> _What is being asked_
Reproduce exactly the lines below, from the first through the one containing "- run: nix build -L .#charon-ml", and nothing more.

(Dataset entries)
*** Begin section ***

PR #169, opened 2024-05-03
Run aeneas in CI

Nadrieril:
This is a straightforward extension of https://github.com/AeneasVerif/charon/pull/155. I thought I had to clean up aeneas tests before we could do that but turns out that no.

### DIFF
--- a/.github/workflows/ci.yml
+++ b/.github/workflows/ci.yml
@@ -40,6 +40,13 @@ jobs:
       - run: nix build -L .#charon-ml
       - run: nix flake check -L
 
+  aeneas:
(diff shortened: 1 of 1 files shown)


sonmarcho:
What's the workflow now? If by updating Charon I break Aeneas, how do I update Aeneas so that the CI becomes green for Charon?

Nadrieril:
You fix aeneas normally, and the next charon PR should use that. Unfortunately because of the `skip_duplicate_run` thing we can't re-run the check by hand I think. It would be nice if we could tell GitHub that this job isn't important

*** End section ***

> _Finished task_
PR #169, opened 2024-05-03
Run aeneas in CI

Nadrieril:
This is a straightforward extension of https://github.com/AeneasVerif/charon/pull/155. I thought I had to clean up aeneas tests before we could do that but turns out that no.

### DIFF
--- a/.github/workflows/ci.yml
+++ b/.github/workflows/ci.yml
@@ -40,6 +40,13 @@ jobs:
       - run: nix build -L .#charon-ml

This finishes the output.